The biological impacts of climate change are always focused on species abundances in the predicted
shifts areas. This shift does not affect all species equally however. There are many species with wider
ranges than others. For example migratory species are well documented for their large fluctuations
in year to year breeding sites. This makes it harder to really judge whether they are truly affected by
climate change. On the contrast range changes in more sedentary species are much more noticeable
and follow the slow processes of population extinctions and renewal. This has made it easier to
detect true geographic shifts in the latter group because change is more methodical and missing data
have a smaller impact.
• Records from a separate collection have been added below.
PR #2473, opened 2021-11-11
Fix multi-level EB nodal solver solvability fix

WeiqunZhang:
For the multi-level EB nodal solver with a singular matrix, we restrict the
fine level RHS to the coarse level, and fix the coarse level's solvability
by making the total sum of RHS is zero.  The restriction is done with the
stencil instead of simply geometric restriction because we need to take the
EB into account.  However, the previous way is incorrect if the sigma
coefficient is not a constant, because the stencil includes sigma.  But the
restriction should be based on EB information only.  In this commit, we fix
this by constructing a special constant sigma stencil.  We use this new
stencil for the restriction of RHS, and for consistence the residual as
well.  Because we used to use the original stencil for the restriction of
residual, this commit will change the answer at the tolerance level for
multi-level problems.

## Checklist

The proposed changes:


asalmgren (approved):

esclapez (approved):
Solved my unsolvable problems. Thanks Weiqun !

PR #2489, opened 2021-11-19
Fix a corner case in fixing small cells.

WeiqunZhang:
During the iteration of fixing small cells, the edge types and level sets
could become inconsistent if the fixed small cells are too close to periodic
boundaries.  The function that updates the edge types did not take that into
account.  This commit fixes that.

## Checklist

The proposed changes:


etpalmer63 (approved):
Looks great! Thank you for showing me. I had never heard of a quiet nan before.

PR #2495, opened 2021-11-24
iMultiFab I/O

WeiqunZhang:
Add functions for writing and reading iMultiFab.

## Checklist

The proposed changes:


Src/Base/AMReX_VisMF.H
```diff
@@ -380,6 +365,380 @@ std::ostream& operator<< (std::ostream& os, const VisMF::Header& hd);
...
+                }
+            }
+        }
+        ofs << fod;
+    }
+}
+
+namespace detail {
+template <typename FAB>
+void read_fab(FAB& fab, VisMF::FabOnDisk const& fod, std::string const& name)
```
atmyers:
```suggestion
void read_fab (FAB& fab, VisMF::FabOnDisk const& fod, std::string const& name)
```

Src/Base/AMReX_VisMF.H
```diff
@@ -380,6 +365,380 @@ std::ostream& operator<< (std::ostream& os, const VisMF::Header& hd);
...
+    int ncomp;
+    IntVect ngrow;
+    Vector<VisMF::FabOnDisk> fod;
+    {
+        std::string header_file_name = name + "_H";
+        Vector<char> header_file_chars;
+        ParallelDescriptor::ReadAndBcastFile(header_file_name, header_file_chars);
+        std::string header_file_string(header_file_chars.data());
+        std::stringstream ifs(header_file_string, std::istringstream::in);
+
```
atmyers, line 572: Should we check the status of `ifs` here (and elsewhere where we read / write from streams in this PR?

WeiqunZhang: It seems that we don't usually check the state of stringstream.  I guess it was assumed that stringstream is unlikely to fail unlike fstream.  Yes, it does not hurt to check.

WeiqunZhang: In this case, there is an assertion later on the version string read from the stream.  So I guess it would fail the assertion if the stringstream is not good.

atmyers (approved):

PR #2502, opened 2021-11-29
Fix HIP CI

atmyers:
It's not correctly being passed the "-std=c++17" flag.

The proposed changes:


WeiqunZhang:
I think we should add `-std=c++17` to `CXXFLAGS`.
```
env: {CXXFLAGS: "-std=c++17 ...
```

atmyers:
I think I prefer this fix as its consistent with the other HIP test. It looks like it works now, with the `-std=c++17` being passed correctly.

WeiqunZhang (approved):

PR #2505, opened 2021-11-30
Update NVector_MultiFab functionality from ATPESC-codes and add to Src/Extern/SUNDIALS

jmsexton03:
## Summary

Adds NVector_MultiFab from https://github.com/AMReX-Codes/ATPESC-codes
Adds a check for `SUNDIALS_FOUND` in the CMake setup of SUNDIALS as a ThirdPartyLibrary

## Additional background

Listed authors from the original code are:

  Authors (alphabetical):
    David Gardner (gardner48@llnl.gov)
    John Loffeld (loffeld1@llnl.gov)
    Daniel Reynolds (reynolds@smu.edu)
    Donald Willcox (dewillcox@lbl.gov)

## Checklist

The proposed changes:


Src/Extern/SUNDIALS/AMReX_NVector_MultiFab.H
```diff
@@ -0,0 +1,107 @@
...
+    John Loffeld (loffeld1@llnl.gov)
+    Daniel Reynolds (reynolds@smu.edu)
+    Donald Willcox (dewillcox@lbl.gov)
+
+  --------------------------------------------------------------------
+  Header file for N_Vector wrap of AMReX 'MultiFab' structure.
+  --------------------------------------------------------------------*/
+
+#ifndef NVECTOR_MULTIFAB_H
+#define NVECTOR_MULTIFAB_H
```
WeiqunZhang:
```suggestion
#ifndef AMREX_NVECTOR_MULTIFAB_H
#define AMREX_NVECTOR_MULTIFAB_H
```

Src/Extern/SUNDIALS/AMReX_NVector_MultiFab.H
```diff
@@ -0,0 +1,107 @@
...
+
+#include <stdio.h>
+#include <sundials/sundials_nvector.h>
```
WeiqunZhang: Could we move these after the amrex headers?  Could we include `cstdio` instead and move it after the sundials header?

Src/Extern/SUNDIALS/AMReX_NVector_MultiFab.H
```diff
@@ -0,0 +1,107 @@
...
+  amrex::MultiFab *mf;   /* wrapped MultiFab        */
+};
+
+typedef struct _N_VectorContent_MultiFab *N_VectorContent_MultiFab;
+
+/* -----------------------------------------------------------------
+ * Accessor Macros
+ * -----------------------------------------------------------------*/
+
+#define NV_CONTENT_M(v) ( (N_VectorContent_MultiFab)(v->content) )
```
WeiqunZhang: We need to add `AMREX_` prefix to these macros.

Src/Extern/SUNDIALS/AMReX_NVector_MultiFab.H
```diff
@@ -0,0 +1,107 @@
...
+#endif
+
+namespace amrex {
+namespace sundials {
+
+/* -----------------------------------------------------------------
+ * Vector content structure
+ * -----------------------------------------------------------------*/
+
+struct _N_VectorContent_MultiFab {
```
WeiqunZhang: We should in principle avoid names starting with `_` followed by a capital letter.  It's reserved by the C++ standard.

Src/Extern/SUNDIALS/AMReX_NVector_MultiFab.cpp
```diff
@@ -0,0 +1,810 @@
...
+    John Loffeld (loffeld1@llnl.gov)
+    Daniel Reynolds (reynolds@smu.edu)
+    Donald Willcox (dewillcox@lbl.gov)
+
+  --------------------------------------------------------------------
+  Implementation file for N_Vector wrap of AMReX 'MultiFab' structure.
+  --------------------------------------------------------------------*/
+
+#include <stdio.h>
+#include <stdlib.h>
```
WeiqunZhang:
```suggestion
#include <cstdio>
#include <cstdlib>
```

Src/Extern/SUNDIALS/AMReX_NVector_MultiFab.cpp
```diff
@@ -0,0 +1,810 @@
...
+      Array4<Real> const& x_fab = mf_x->array(mfi);
+      Array4<Real> const& z_fab = mf_z->array(mfi);
+      const auto lo = lbound(bx);
+      const auto hi = ubound(bx);
+
+      for (int c = 0; c < ncomp; ++c) {
+         for (int k = lo.z; k <= hi.z; ++k) {
+            for (int j = lo.y; j <= hi.y; ++j) {
+               for (int i = lo.x; i <= hi.x; ++i) {
+                  z_fab(i,j,k,c) = SUNRabs(x_fab(i,j,k,c));
```
WeiqunZhang: Why do we explicitly compute this on the CPU?  It seems that we should do it on GPU?  We should also update other functions for GPU.

jmsexton03: It looks like there's a FabArray function that should be used instead for the Abs routine:
https://github.com/AMReX-Codes/amrex/blob/development/Src/Base/AMReX_FabArrayUtility.H#L1288-L1294

For things like the weighted root mean square norm, I was looking at copying the GPU strategy used in `norminfmask` by changing the norm to multiply the weight instead of doing the max, and then having the squares and sqrt and dividing at the end by number of elements.
https://github.com/AMReX-Codes/amrex/blob/development/Src/Base/AMReX_BaseFab.H#L2271-L2310

For the more specialized routines, does it make a substantial difference if I use ParallelFor vs converting the entire MFIter loop to use ParallelForMF (given these should be large box sizes)?

Src/Extern/SUNDIALS/AMReX_NVector_MultiFab.H
jmsexton03: Added AMREX_ prefix, and then removed macros

Src/Extern/SUNDIALS/AMReX_NVector_MultiFab.H
jmsexton03: Renamed struct to avoid `_` followed by a capital letter.

Src/Extern/SUNDIALS/AMReX_NVector_MultiFab.cpp
jmsexton03: Changed cpu-only routines to use `ParallelFor`, `amrex::ReduceMin`, `amrex::ParReduce` etc.

Src/Base/AMReX_MultiFabUtil.H
```diff
@@ -329,6 +329,137 @@ void average_down_nodal (const FabArray<FAB>& fine, FabArray<FAB>& crse,
     }
 }
 
+   /**
+    * \brief Returns part of a norm based on two MultiFabs
+    * The MultiFabs MUST have the same underlying BoxArray.
+    * The Predicate pf is used to test the mask
```
WeiqunZhang: This one has no predicate pf.  But we can probably remove this version because we should be able to call the other one with a pf that is known to the compiler to return true.

WeiqunZhang: Never mind my comment.  The predicate requires a mask multifab.  But the comment still needs to be fixed.

WeiqunZhang (approved):

PR #2506, opened 2021-11-30
Extend EB signed distance reach

esclapez:
Add an optional argument to the FillSignedDistance functions to control
how far away from the EB the distance is built. Default value is 1.0 and higher values incur increased computations.

## Checklist

The proposed changes:


WeiqunZhang:
The issue is the EB information data need to have enough ghost cells, otherwise the distance to EB could be wrong because it won't see anything that is not in the valid+ghost region.

esclapez:
@WeiqunZhang I see what you mean. I've found a workaround by propagating the LS front manually afterward, so I'll close this PR.

PR #2515, opened 2021-12-05
Fix missing namespace

jmsexton03:
## Checklist

The proposed changes:

### DIFF
--- a/Src/Base/AMReX_TimeIntegrator.H
+++ b/Src/Base/AMReX_TimeIntegrator.H
@@ -78,10 +78,10 @@ public:
         switch (integrator_type)
         {
             case IntegratorTypes::ForwardEuler:
-                integrator_ptr = std::make_unique<FEIntegrator<T> >(S_data);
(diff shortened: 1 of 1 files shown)


Src/Base/AMReX_TimeIntegrator.H
```diff
@@ -78,10 +78,10 @@ public:
         switch (integrator_type)
         {
             case IntegratorTypes::ForwardEuler:
-                integrator_ptr = std::make_unique<FEIntegrator<T> >(S_data);
+                integrator_ptr = std::make_unique<amrex::FEIntegrator<T> >(S_data);
```
WeiqunZhang, line 81: Is this really needed?  This function is already inside `namespace amrex {}`.

jmsexton03: You're right, I wasn't using `make realclean` so I was getting the wrong / old header file. Closing PR

PR #2523, opened 2021-12-09
Add ParallelCopyToGhost and fix a bug in FillPatch

WeiqunZhang:
* Add ParallelCopyToGhost function that copies data to ghost cells only.

* There was a bug in the Array version of FillPatch for Face data.  The
  issue is, if the destination is the same FabArray as one of the source
  FabArrays on the fine level, some valid data on valid box faces are
  overwritten with the interpolated values.  This is now fixed with the use
  of ParallelCopyToGhost in that case.

## Checklist

The proposed changes:

### DIFF
--- a/Src/AmrCore/AMReX_FillPatchUtil_I.H
+++ b/Src/AmrCore/AMReX_FillPatchUtil_I.H
@@ -573,7 +573,17 @@ namespace {
 
                 for (int d=0; d<AMREX_SPACEDIM; ++d)
                 {
-                    mf[d]->ParallelCopy(mf_refined_patch[d], 0, dcomp, ncomp, IntVect{0}, nghost);
+                    bool aliasing = false;
+                    for (auto const& fmf_a : fmf) {
+                        aliasing = aliasing || (mf[d] == fmf_a[d]);
+                    }
+                    if (aliasing) {
+                        mf[d]->ParallelCopyToGhost(mf_refined_patch[d], 0, dcomp, ncomp,
+                                                   IntVect{0}, nghost);
+                    } else {
+                        mf[d]->ParallelCopy(mf_refined_patch[d], 0, dcomp, ncomp,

Most importantly there are very scenarios where these shifts in sedentary
species will cause problems. For example in tropical latitudes, while most migratory organisms like
fish and birds are expected to be able to tolerate climate warming, the fate of sedentary species are
dependent very local conditions. Corals are sensitive to changes in temperature and when they are
out of their temperature range coral bleaching will occur. Coral has a number of special relationships
with these fish and birds that are much more mobile than they are. Coral depends on these fish to
clear out seaweed and phytoplankton. Without these fish there is a high probability that a majority of
the coral will no longer be able to access the sunlight necessary to sustain the population. There are
also many species that will be shifted that into the coral's habitat which will prove detrimental to
their survival. There are also other examples of warm-water species in the Mediterranean and the
North seas such as thermophilous plants that spread from gardens into surrounding countryside.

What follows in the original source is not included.